Жанровое своеобразие романа Б. Л. Пастернака «Доктор Живаго» // Художественная культура: Вопросы истории и теории [История и культура: [Альманах]. Вып. 5 (5)] [монография]. СПб., 2006. С. 210-222
Научные работы Статьи о русской литературе XIX – XX вв. Русская проза XX в. Жанровое своеобразие романа Б. Л. Пастернака «Доктор Живаго» // Художественная культура: Вопросы истории и теории [История и культура: [Альманах]. Вып. 5 (5)] [монография]. СПб., 2006. С. 210-222
Предлагаемый читателю текст написан специально для монографии «Художественная культура. Вопросы истории и теории» (СПб., 2006) как ее глава.

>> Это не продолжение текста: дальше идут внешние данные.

PR #8605, opened 2024-12-26
Enhance passphrase handling (Fixes #8496)

### LINKED ISSUE #8496: add passphrase debugging option?
Sometimes people have issues when trying to access a borg repo from a new or newly installed host with borg telling them that the passphrase is incorrect.

Besides the obvious root cause of the passphrase really being incorrect, there are also:
- keyboard issues (kbd mapping, deadkey vs nodeadkey with accents in passphrases, ...)
- differences in unicode normalisation between platforms
- troubles correctly setting `BORG_PASSPHRASE`, `BORG_PASSCOMMAND`, ... env vars

`borg init` (borg 1.x)  and `borg repo-create` (borg 2) show the utf-8 hex bytes sequence of the encoded passphrase **IF** the passphrase is non-ascii.

We could:
- init: display the hex bytes in any case (the deadkey issue can also happen within ascii, e.g. if the original passphrase has `^a` and the wrong one happens to have `â`).
- add an option to display the password and/or hex bytes when the password is **USED** and is determined to be incorrect.
- show which env vars were used

alighazi288:
## Description

This pull request improves the handling of passphrases and adds comprehensive debug information. The main changes include:

- Displaying hex bytes for passphrases in all cases, including ASCII and non-ASCII characters.
- Adding an option to display the hex bytes when the password is used and found incorrect.
- Showing which environment variables were used during passphrase operations.
- Preventing sensitive passphrase information from being logged unintentionally by directing it to sys.stderr.
- Adding tests to verify:
  - Handling of incorrect passphrases.
  - Passphrase verification logic.
  - Debug information display for passphrases.

### DIFF
--- a/src/borg/crypto/key.py
+++ b/src/borg/crypto/key.py
@@ -364,7 +364,6 @@ class FlexiKey:
         target = key.find_key()
         prompt = "Enter passphrase for key %s: " % target
         passphrase = Passphrase.env_passphrase()
-        debug_enabled = os.environ.get("BORG_DEBUG_PASSPHRASE") == "YES"
         if passphrase is None:
             passphrase = Passphrase()
             if not key.load(target, passphrase):
@@ -372,14 +371,12 @@ class FlexiKey:
                     passphrase = Passphrase.getpass(prompt)
                     if key.load(target, passphrase):
                         break
-                    elif debug_enabled:
-                        Passphrase.display_debug_info(passphrase)
+                    Passphrase.display_debug_info(passphrase)
                 else:
                     raise PasswordRetriesExceeded
         else:
             if not key.load(target, passphrase):
-                if debug_enabled:
-                    Passphrase.display_debug_info(passphrase)
+                Passphrase.display_debug_info(passphrase)
                 raise PassphraseWrong
         key.init_ciphers(manifest_data)
         key._passphrase = passphrase
--- a/src/borg/crypto/key.py
+++ b/src/borg/crypto/key.py
@@ -375,7 +375,7 @@ class FlexiKey:
                     raise PasswordRetriesExceeded
         else:
             if not key.load(target, passphrase):
-                raise PassphraseWrong
+                raise PassphraseWrong(passphrase)
         key.init_ciphers(manifest_data)
         key._passphrase = passphrase
         return key
--- a/src/borg/crypto/key.py
+++ b/src/borg/crypto/key.py
@@ -371,6 +371,8 @@ class FlexiKey:
                     passphrase = Passphrase.getpass(prompt)
                     if key.load(target, passphrase):
                         break
+                    else:
+                        Passphrase.display_debug_info(passphrase)
                 else:
                     raise PasswordRetriesExceeded
         else:
--- a/src/borg/crypto/key.py
+++ b/src/borg/crypto/key.py
@@ -364,6 +364,7 @@ class FlexiKey:
         target = key.find_key()
         prompt = "Enter passphrase for key %s: " % target
         passphrase = Passphrase.env_passphrase()
+        debug_enabled = os.environ.get("BORG_DEBUG_PASSPHRASE") == "YES"
         if passphrase is None:
             passphrase = Passphrase()
             if not key.load(target, passphrase):
@@ -371,13 +372,15 @@ class FlexiKey:
                     passphrase = Passphrase.getpass(prompt)
                     if key.load(target, passphrase):
                         break
-                    else:
+                    elif debug_enabled:
                         Passphrase.display_debug_info(passphrase)
                 else:
                     raise PasswordRetriesExceeded
         else:
             if not key.load(target, passphrase):
-                raise PassphraseWrong(passphrase)
+                if debug_enabled:
+                    Passphrase.display_debug_info(passphrase)
+                raise PassphraseWrong
         key.init_ciphers(manifest_data)
         key._passphrase = passphrase
         return key
--- a/src/borg/helpers/passphrase.py
+++ b/src/borg/helpers/passphrase.py
@@ -121,16 +121,21 @@ class Passphrase(str):
     @staticmethod
     def display_debug_info(passphrase):
         if os.environ.get("BORG_DEBUG_PASSPHRASE") == "YES":
-            print("Incorrect passphrase!", file=sys.stderr)
-            print(f'Passphrase used (between double-quotes): "{passphrase}"', file=sys.stderr)
-            print(f'Same, UTF-8 encoded, in hex: {bin_to_hex(passphrase.encode("utf-8"))}', file=sys.stderr)
-            print("Relevant Environment Variables:", file=sys.stderr)
+            env_vars_str = ""
             for env_var in ["BORG_PASSPHRASE", "BORG_PASSCOMMAND", "BORG_PASSPHRASE_FD"]:
                 env_var_value = os.environ.get(env_var)
                 if env_var_value is not None:
-                    print(f'{env_var} = "{env_var_value}"', file=sys.stderr)
+                    env_vars_str += f'{env_var} = "{env_var_value}"\n'
                 else:
-                    print(f"# {env_var} is not set", file=sys.stderr)
+                    env_vars_str += f"# {env_var} is not set\n"
+            passphrase_info = (
+                f"Incorrect passphrase!\n"
+                f'Passphrase used (between double-quotes): "{passphrase}"\n'
+                f"Same, UTF-8 encoded, in hex: {bin_to_hex(passphrase.encode('utf-8'))}\n"
+                f"Relevant Environment Variables:\n"
+                f"{env_vars_str}"
+            )
+            print(passphrase_info, file=sys.stderr)
 
     @classmethod
     def new(cls, allow_empty=False):
--- a/src/borg/helpers/passphrase.py
+++ b/src/borg/helpers/passphrase.py
@@ -31,6 +31,10 @@ class PassphraseWrong(Error):
 
     exit_mcode = 52
 
+    def __init__(self, passphrase):
+        super().__init__(self)
+        Passphrase.display_debug_info(passphrase)
+
 
 class PasswordRetriesExceeded(Error):
     """exceeded the maximum password retries"""
@@ -111,18 +115,26 @@ class Passphrase(str):
         ):
             print('Your passphrase (between double-quotes): "%s"' % passphrase, file=sys.stderr)
             print("Make sure the passphrase displayed above is exactly what you wanted.", file=sys.stderr)
+            print(
+                "Your passphrase (UTF-8 encoding in hex): %s" % bin_to_hex(passphrase.encode("utf-8")), file=sys.stderr
+            )
             try:
                 passphrase.encode("ascii")
             except UnicodeEncodeError:
-                print(
-                    "Your passphrase (UTF-8 encoding in hex): %s" % bin_to_hex(passphrase.encode("utf-8")),
-                    file=sys.stderr,
-                )
                 print(
                     "As you have a non-ASCII passphrase, it is recommended to keep the "
                     "UTF-8 encoding in hex together with the passphrase at a safe place.",
                     file=sys.stderr,
                 )
+
+    @staticmethod
+    def display_debug_info(passphrase):
+        print(
+            "Incorrect passphrase (UTF-8 encoding in hex): %s" % bin_to_hex(passphrase.encode("utf-8")), file=sys.stderr
+        )
+        for env_var in ["BORG_PASSPHRASE", "BORG_PASSCOMMAND", "BORG_PASSPHRASE_FD"]:
+            env_var_value = os.environ.get(env_var)
+            print(f"{env_var} = {env_var_value}", file=sys.stderr)
 
     @classmethod
     def new(cls, allow_empty=False):
--- a/src/borg/helpers/passphrase.py
+++ b/src/borg/helpers/passphrase.py
@@ -118,6 +118,11 @@ class Passphrase(str):
             print(
                 "Your passphrase (UTF-8 encoding in hex): %s" % bin_to_hex(passphrase.encode("utf-8")), file=sys.stderr
             )
+            print(
+                "It is recommended to keep the UTF-8 encoding in hex together with the passphrase at a safe place. "
+                "In case you should ever run into passphrase issues, it could sometimes help debugging them.\n",
+                file=sys.stderr,
+            )
             try:
                 passphrase.encode("ascii")
             except UnicodeEncodeError:
@@ -129,12 +134,16 @@ class Passphrase(str):
 
     @staticmethod
     def display_debug_info(passphrase):
-        print(
-            "Incorrect passphrase (UTF-8 encoding in hex): %s" % bin_to_hex(passphrase.encode("utf-8")), file=sys.stderr
-        )
+        print("Incorrect passphrase!", file=sys.stderr)
+        print(f'Passphrase used (between double-quotes): "{passphrase}"', file=sys.stderr)
+        print(f'Same, UTF-8 encoded, in hex: {bin_to_hex(passphrase.encode("utf-8"))}', file=sys.stderr)
+        print("Relevant Environment Variables:", file=sys.stderr)
         for env_var in ["BORG_PASSPHRASE", "BORG_PASSCOMMAND", "BORG_PASSPHRASE_FD"]:
             env_var_value = os.environ.get(env_var)
-            print(f"{env_var} = {env_var_value}", file=sys.stderr)
+            if env_var_value is not None:
+                print(f'{env_var} = "{env_var_value}"', file=sys.stderr)
+            else:
+                print(f"# {env_var} is not set", file=sys.stderr)
 
     @classmethod
     def new(cls, allow_empty=False):
--- a/src/borg/helpers/passphrase.py
+++ b/src/borg/helpers/passphrase.py
@@ -31,10 +31,6 @@ class PassphraseWrong(Error):
 
     exit_mcode = 52
 
-    def __init__(self, passphrase):
-        super().__init__(self)
-        Passphrase.display_debug_info(passphrase)
-
 
 class PasswordRetriesExceeded(Error):
     """exceeded the maximum password retries"""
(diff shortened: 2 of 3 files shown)


src/borg/crypto/key.py
```diff
@@ -375,7 +375,7 @@ def detect(cls, repository, manifest_data):
                     raise PasswordRetriesExceeded
         else:
             if not key.load(target, passphrase):
-                raise PassphraseWrong
+                raise PassphraseWrong(passphrase)
```
ThomasWaldmann, line 378: please read the code above, you only covered env passphrase.

src/borg/helpers/passphrase.py
```diff
@@ -111,19 +115,27 @@ def verification(cls, passphrase):
...
             except UnicodeEncodeError:
-                print(
-                    "Your passphrase (UTF-8 encoding in hex): %s" % bin_to_hex(passphrase.encode("utf-8")),
-                    file=sys.stderr,
-                )
                 print(
                     "As you have a non-ASCII passphrase, it is recommended to keep the "
                     "UTF-8 encoding in hex together with the passphrase at a safe place.",
                     file=sys.stderr,
                 )
```
ThomasWaldmann, line 128: guess we can always do that print. as i explained in the ticket, there can be issues even with ascii passphrases.

"It is recommended to keep the UTF-8 encoding in hex together with the passphrase at a safe place. In case you should ever run into passphrase issues, it can sometimes help debugging them."

src/borg/helpers/passphrase.py
```diff
@@ -111,19 +115,27 @@ def verification(cls, passphrase):
...
 
+    @staticmethod
+    def display_debug_info(passphrase):
+        print(
+            "Incorrect passphrase (UTF-8 encoding in hex): %s" % bin_to_hex(passphrase.encode("utf-8")), file=sys.stderr
+        )
+        for env_var in ["BORG_PASSPHRASE", "BORG_PASSCOMMAND", "BORG_PASSPHRASE_FD"]:
+            env_var_value = os.environ.get(env_var)
+            print(f"{env_var} = {env_var_value}", file=sys.stderr)
```
ThomasWaldmann, line 137: if would be good to output the env variables in a shell-like syntax (bash), including quotes around the value, so that leading/trailing blanks can be seen.

also guess you need to specialcase not set env vars, outputting "None" would be misleading.

src/borg/helpers/passphrase.py
```diff
@@ -111,19 +115,27 @@ def verification(cls, passphrase):
...
                     "As you have a non-ASCII passphrase, it is recommended to keep the "
                     "UTF-8 encoding in hex together with the passphrase at a safe place.",
                     file=sys.stderr,
                 )
 
+    @staticmethod
+    def display_debug_info(passphrase):
+        print(
+            "Incorrect passphrase (UTF-8 encoding in hex): %s" % bin_to_hex(passphrase.encode("utf-8")), file=sys.stderr
+        )
```
ThomasWaldmann, line 134: Guess we also want to output the passphrase in clear text here.

src/borg/helpers/passphrase.py
```diff
@@ -111,19 +115,27 @@ def verification(cls, passphrase):
...
-                    file=sys.stderr,
-                )
                 print(
                     "As you have a non-ASCII passphrase, it is recommended to keep the "
                     "UTF-8 encoding in hex together with the passphrase at a safe place.",
                     file=sys.stderr,
                 )
 
+    @staticmethod
+    def display_debug_info(passphrase):
```
ThomasWaldmann, line 131: Maybe use a more structured output here, like:

Incorrect passphrase!

Passphrase used (without the quotes): "..."
Same, UTF-8 encoded, in hex: ...

Relevant Environment variables:
BORG_PASSPHRASE = "..."
...

ThomasWaldmann (changes requested):
Thanks for the PR! Some feedback.

alighazi288:
Thank you so much for the feedback! Will try to fix all this by tomorrow!

src/borg/crypto/key.py
alighazi288: I see that `Passphrase.env_passphrase()` handles `BORG_PASSPHRASE`, `BORG_PASSCOMMAND`, and `BORG_PASSPHRASE_FD`. Are you suggesting I need to adjust how `PassphraseWrong` is raised in these cases, or is there another specific issue you had in mind?

ThomasWaldmann: The goal of this is to be able to be helpful with "passphrase wrong" issues, no matter how the pp is entered.

If somebody enters the passphrase on the console and does not manage to enter a correct one, it will raise PasswordRetriesExceeded - but that is just a special case of PassphraseWrong.

alighazi288: Thank you for the clarification! I've updated the code to ensure that debugging information is displayed after every failed attempt, no matter how the passphrase is entered.

If you'd like, I can further streamline the debugging output for interactive retries by skipping environment variable details `(e.g., BORG_PASSPHRASE, BORG_PASSCOMMAND, etc.)`, as those may not always be relevant in an interactive context.

ThomasWaldmann (commented):
some feedback.

beside addressing the feedback and writing a unit test, i also recommend that you practically try this code for some scenarios.

E.g.:

Use `borg repo-create -e repokey ...` - this will ask you to define a passphrase. Answer y or answer n when it asks to display the passphrase.

Use `borg repo-list ...` to access the repo. It will ask for a passphrase and under normal circumstances, it MUST NOT display what you entered. But there should be a way for optional "passphrase debugging" and it displaying the passphrase and its hex encoding.

alighazi288:
This is exactly how I've been testing. I was just uncertain whether the requirement was to always show debug information when a wrong passphrase is entered, or if it should be shown "optionally" based on the user's input. I chose to conditionally display it based on the new environment variable `BORG_DEBUG_PASSPHRASE`.

Now, debugging information (including passphrase and environment variable details) is only shown when the BORG_DEBUG_PASSPHRASE environment variable is set to "YES".

I hope this matches the intended behavior. Looking forward to your thoughts!

src/borg/helpers/passphrase.py
```diff
@@ -113,37 +109,28 @@ def verification(cls, passphrase):
...
-            env_var_value = os.environ.get(env_var)
-            if env_var_value is not None:
-                print(f'{env_var} = "{env_var_value}"', file=sys.stderr)
-            else:
-                print(f"# {env_var} is not set", file=sys.stderr)
+        if os.environ.get("BORG_DEBUG_PASSPHRASE") == "YES":
+            print("Incorrect passphrase!", file=sys.stderr)
+            print(f'Passphrase used (between double-quotes): "{passphrase}"', file=sys.stderr)
+            print(f'Same, UTF-8 encoded, in hex: {bin_to_hex(passphrase.encode("utf-8"))}', file=sys.stderr)
+            print("Relevant Environment Variables:", file=sys.stderr)
```
ThomasWaldmann, line 127: you could use a multi-line f-string and a single print here also.

src/borg/testsuite/helpers_test.py
```diff
@@ -1408,12 +1408,14 @@ def test_passphrase_new_retries(self, monkeypatch):
...
-    def test_passphrase_wrong(self, capsys, monkeypatch):
+    def test_passphrase_wrong_debug_enabled(self, capsys, monkeypatch):
+        monkeypatch.setenv("BORG_DEBUG_PASSPHRASE", "YES")
         monkeypatch.setenv("BORG_PASSPHRASE", "wrong_passphrase")
         monkeypatch.setenv("BORG_PASSCOMMAND", "echo wrong_passphrase")
         monkeypatch.setenv("BORG_PASSPHRASE_FD", "123")
 
         with pytest.raises(PassphraseWrong) as exc_info:
+            Passphrase.display_debug_info("wrong_passphrase")
             raise PassphraseWrong("wrong_passphrase")
```
ThomasWaldmann, line 1419: guess you just had removed the passphrase argument.

src/borg/testsuite/helpers_test.py
```diff
@@ -1428,6 +1430,17 @@ def test_passphrase_wrong(self, capsys, monkeypatch):
             "passphrase supplied in BORG_PASSPHRASE, by BORG_PASSCOMMAND or via BORG_PASSPHRASE_FD is incorrect."
         )
 
+    def test_passphrase_wrong_debug_disabled(self, capsys, monkeypatch):
+        monkeypatch.delenv("BORG_DEBUG_PASSPHRASE", raising=False)
+
+        with pytest.raises(PassphraseWrong):
+            Passphrase.display_debug_info("wrong_passphrase")
+            raise PassphraseWrong("wrong_passphrase")
```
ThomasWaldmann, line 1438: guess you just had removed the passphrase argument.

ThomasWaldmann (commented):
good to require that env var, so the stuff isn't printed by default.

src/borg/testsuite/helpers_test.py
alighazi288: I accidently overlooked that, thanks for pointing it out!

alighazi288:
@ThomasWaldmann Any suggestions for another issue I could work on next?

src/borg/helpers/passphrase.py
```diff
@@ -109,20 +109,33 @@ def verification(cls, passphrase):
...
-                    "UTF-8 encoding in hex together with the passphrase at a safe place.",
-                    file=sys.stderr,
-                )
+            pw_msg = f"""
+            Your passphrase (between double-quotes): "{passphrase}"
+            Make sure the passphrase displayed above is exactly what you wanted.
+            Your passphrase (UTF-8 encoding in hex): {bin_to_hex(passphrase.encode("utf-8"))}
+            It is recommended to keep the UTF-8 encoding in hex together with the passphrase at a safe place.
+            In case you should ever run into passphrase issues, it could sometimes help debugging them.
+            """
```
ThomasWaldmann, line 118: here you use a multi-line f-string (guess it needs a `dedent` wrapper to remove the leading spaces).

Note that you can use double-quoted strings inside that f-string.

src/borg/helpers/passphrase.py
```diff
@@ -109,20 +109,33 @@ def verification(cls, passphrase):
...
+                if env_var_value is not None:
+                    env_vars_str += f'{env_var} = "{env_var_value}"\n'
+                else:
+                    env_vars_str += f"# {env_var} is not set\n"
+            passphrase_info = (
+                f"Incorrect passphrase!\n"
+                f'Passphrase used (between double-quotes): "{passphrase}"\n'
+                f"Same, UTF-8 encoded, in hex: {bin_to_hex(passphrase.encode('utf-8'))}\n"
+                f"Relevant Environment Variables:\n"
+                f"{env_vars_str}"
```
ThomasWaldmann, line 136: You could use a multi-line f-string here also. And you can use double-quotes inside that without a problem. Also dedent.

src/borg/helpers/passphrase.py
```diff
@@ -109,20 +109,33 @@ def verification(cls, passphrase):
...
+            Make sure the passphrase displayed above is exactly what you wanted.
+            Your passphrase (UTF-8 encoding in hex): {bin_to_hex(passphrase.encode("utf-8"))}
+            It is recommended to keep the UTF-8 encoding in hex together with the passphrase at a safe place.
+            In case you should ever run into passphrase issues, it could sometimes help debugging them.
+            """
+            print(pw_msg, file=sys.stderr)
+
+    @staticmethod
+    def display_debug_info(passphrase):
+        if os.environ.get("BORG_DEBUG_PASSPHRASE") == "YES":
```
ThomasWaldmann, line 123: You only print something if that env var is set.

So, you could just call this function unconditionally without using a `debug_enabled` flag, see the 2 callers of this. The check is duplicated there.

ThomasWaldmann (changes requested):
consistency / simplification suggestions.

src/borg/helpers/passphrase.py
alighazi288: I initially tried using `textwrap.dedent`, but it caused alignment issues when displaying the environment variables on line 136. To fix this, I switched to explicit string construction, which ensured consistent formatting. If using an f-string is crucial, I can explore alternative implementations to fetch and display the environment variables correctly.

src/borg/helpers/passphrase.py
```diff
@@ -109,13 +110,15 @@ def verification(cls, passphrase):
             retry=True,
             env_var_override="BORG_DISPLAY_PASSPHRASE",
         ):
-            pw_msg = f"""
+            pw_msg = textwrap.dedent(
+                f"""
```
ThomasWaldmann, line 114: BTW, this introduces a newline at the start of the string.

Sometimes that is useful, but if it is not, then rather use:
```
f"""\
```

src/borg/helpers/passphrase.py
ThomasWaldmann: Ah, guess that is because the env var lines are differently indented as the f-string contents.

We can fix that easily and it also makes it a bit more pretty:

To format a single env var, use a local function like:
```
def fmt(env_var):
    value = os.environ.get(env_var)
    if value is not None:
        return f'{env_var} = "{value}"'
    else:
        return f"# {env_var} is not set"
```

Then call that from inside the main f-string, like:
```
passphrase_info = textwrap.dedent(
    f"""\
    Incorrect passphrase!
    Passphrase used (between double-quotes): "{passphrase}"
    Same, UTF-8 encoded, in hex: {bin_to_hex(passphrase.encode('utf-8'))}
    Relevant Environment Variables:
    {fmt(BORG_PASSPHRASE)}
    {fmt(BORG_PASSCOMMAND)}
    {fmt(BORG_PASSPHRASE_FD)}
    """)
```

ThomasWaldmann (changes requested):

src/borg/helpers/passphrase.py
alighazi288: Thank you so much for this information!

ThomasWaldmann:
The docs CI failure seems unrelated to your PR changes.

Maybe some stuff in sphinx changed, so it is triggering new warnings.

Guess I need to change so that code unit tests do not depend on docs test.

alighazi288:
@ThomasWaldmann  if this is ready to close, do you have any suggestions for another issue I could work on next?

ThomasWaldmann:
I've fixed the docs issue in master.

Please update your local master branch, then rebase the PR branch onto master, then force push to github.

In the issue tracker, some stuff is labelled as easy, good first issue or help wanted - choose from these if you feel it is a good fit for you.

src/borg/testsuite/helpers_test.py
```diff
@@ -1408,6 +1408,85 @@ def test_passphrase_new_retries(self, monkeypatch):
...
+        out, err = capsys.readouterr()
+        assert 'Your passphrase (between double-quotes): "test_passphrase"' in err
+        assert "UTF-8 encoding in hex" in err
+
+        # Case 3: Non-ASCII passphrase
+        passphrase = "tëst_päṩṩ"
+        hex_value = passphrase.encode("utf-8").hex()
+        Passphrase.verification(passphrase)
+        out, err = capsys.readouterr()
+        assert hex_value in err
```
ThomasWaldmann, line 1463: We removed the special case for non-ascii, so this test is a bit off. Guess it should test with a ascii passphrase.

src/borg/testsuite/helpers_test.py
```diff
@@ -1408,6 +1408,85 @@ def test_passphrase_new_retries(self, monkeypatch):
...
+        assert str(exc_info.value) == (
+            "passphrase supplied in BORG_PASSPHRASE, by BORG_PASSCOMMAND or via BORG_PASSPHRASE_FD is incorrect."
+        )
+
+    def test_passphrase_wrong_debug_disabled(self, capsys, monkeypatch):
+        monkeypatch.delenv("BORG_DEBUG_PASSPHRASE", raising=False)
+
+        with pytest.raises(PassphraseWrong):
+            Passphrase.display_debug_info("wrong_passphrase")
+            raise PassphraseWrong()
```
ThomasWaldmann, line 1438: also strange.

src/borg/testsuite/helpers_test.py
```diff
@@ -1408,6 +1408,85 @@ def test_passphrase_new_retries(self, monkeypatch):
...
+
+        out, err = capsys.readouterr()
+        assert "Incorrect passphrase!" not in err
+        assert 'Passphrase used (between double-quotes): "wrong_passphrase"' not in err
```
ThomasWaldmann, line 1442: would be easier/safer to just assert "wrong_passphrase" not in err.

src/borg/testsuite/helpers_test.py
```diff
@@ -1408,6 +1408,85 @@ def test_passphrase_new_retries(self, monkeypatch):
...
+
+    def test_verification(self, capsys, monkeypatch):
+        passphrase = "test_passphrase"
+
+        monkeypatch.setenv("BORG_DISPLAY_PASSPHRASE", "no")
+        Passphrase.verification(passphrase)
+        out, err = capsys.readouterr()
+        assert "Your passphrase (between double-quotes)" not in err
```
ThomasWaldmann, line 1450: assert passphrase not in err

that's the main thing we want to check without depending on the specific phrasing.

src/borg/testsuite/helpers_test.py
ThomasWaldmann: or even: assert passphrase not in err (using a variable, like you did below).

src/borg/testsuite/helpers_test.py
```diff
@@ -1408,6 +1408,85 @@ def test_passphrase_new_retries(self, monkeypatch):
...
+
+        monkeypatch.setenv("BORG_DISPLAY_PASSPHRASE", "yes")
+        Passphrase.verification(passphrase)
+        out, err = capsys.readouterr()
+        assert 'Your passphrase (between double-quotes): "test_passphrase"' in err
+        assert "UTF-8 encoding in hex" in err
```
ThomasWaldmann, line 1456: assert passphrase in err
assert passphrase_hex in err

(do not depend on phrasing, just check the important stuff)

src/borg/testsuite/helpers_test.py
```diff
@@ -1408,6 +1408,85 @@ def test_passphrase_new_retries(self, monkeypatch):
...
+
+        # Case 3: Non-ASCII passphrase
+        passphrase = "tëst_päṩṩ"
+        hex_value = passphrase.encode("utf-8").hex()
+        Passphrase.verification(passphrase)
+        out, err = capsys.readouterr()
+        assert hex_value in err
+
+    def test_display_debug_info(self, capsys, monkeypatch):
```
ThomasWaldmann, line 1465: looks like this has some overlap with `test_passphrase_wrong_debug_*` test methods, please review / consolidate.

ThomasWaldmann (changes requested):
found quite some more todo in the tests.

alighazi288:
I realized I completely forgot to update the tests after changing my implementation—apologies for that oversight! I've reviewed and adjusted everything now, so the tests should align correctly with the updated implementation. Let me know if there's anything else you'd like me to refine.

src/borg/testsuite/helpers_test.py
```diff
@@ -1408,6 +1408,45 @@ def test_passphrase_new_retries(self, monkeypatch):
...
+        out, err = capsys.readouterr()
+
+        assert "Incorrect passphrase!" not in err
+        assert passphrase not in err
+
+    def test_verification(self, capsys, monkeypatch):
+        passphrase = "test_passphrase"
+        hex_value = passphrase.encode("utf-8").hex()
+
+        monkeypatch.setenv("BORG_DISPLAY_PASSPHRASE", "no")
```
ThomasWaldmann, line 1439: maybe use delenv here. users will rarely set this to no, but we need to check that the default is like no.

alighazi288: I encountered an issue when implementing this change. Using `delenv` causes the test to wait for user input, creating an infinite loop.

Do you think mocking the yes function in `verification` to return False by default is the way to fix it?

ThomasWaldmann: Ehrm, sorry, did not consider that it is asking interactively in that case.

So guess just keeping the "no" in the env var is fine.

alighazi288: Reverted back to the previous commit.

ThomasWaldmann (approved):
LGTM!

«Загадочность» литературной формы позднего, ставшего скандально знаменитым и сыгравшего трагическую роль в судьбе Б. Л. Пастернака его романа поразила меня еще тогда, когда в 1958 или 1959 году мне в руки – на одни сутки и под величайшим секретом! – дали прочесть парижское двухтомное издание этого романа (естественно, строжайше запрещенное в СССР). Помнится, меня удивила тогда неопределенно «бесформенная» стилистика начальных глав романа, и все дальнейшее его содержание осталось совершенно непонятным, показалось «нелепым».
Я не успел даже и дочитать его до конца, поэтому корпус стихотворений героя романа, доктора Живаго, оставался мне неизвестным. Опубликованные перед этим в журнале «Юность» стихотворения из романа были мне знакомы, но что они принадлежат «доктору Живаго» — я не знал до времен перестройки, когда роман был впервые легально опубликован у нас в стране. Зато как раз в это время, в 1-й половине 1990-х гг., мне пришлось посвятить разбору этого романа Пастернака сдвоенную полуторачасовую передачу в цикле радиобесед о современной литературе. Именно тогда я и прочел внимательно, осознанно и уже как состоявшийся филолог-литературовед этот «задержанный» роман.
Его новое прочтение, с одной стороны, живо напомнило мне мое первоначальное впечатление, но с другой – подсказало мне и нетривиальную «разгадку» его неповторимой художественной формы. В своей монографии я развернул это свое понимание исповедального, итогового смысла романа для самого Пастернака, а также его места во всей русской романной традиции (не только советской).
Хочу, в частности, особо обратить внимание читателя на тот момент в анализе жанра пастернаковского романа, который касается взаимной «обращенности» друг к другу двух совершенно разнообъемных частей романа, поскольку именно эта их архитектоническая взаимообращенность и устанавливает окончательную жанровую форму произведения. Самый прием такой взаимообращенности двух частей одного и того же произведения я впервые обнаружил, когда пришлось в свое время (в 1960-х годах) характеризовать соотношение между собой двух разновременных книг «Поднятой целины» Шолохова (этого до сих пор никто не проделал, но без этого, я убежден, невозможно объяснить художественную целостность шолоховской дилогии).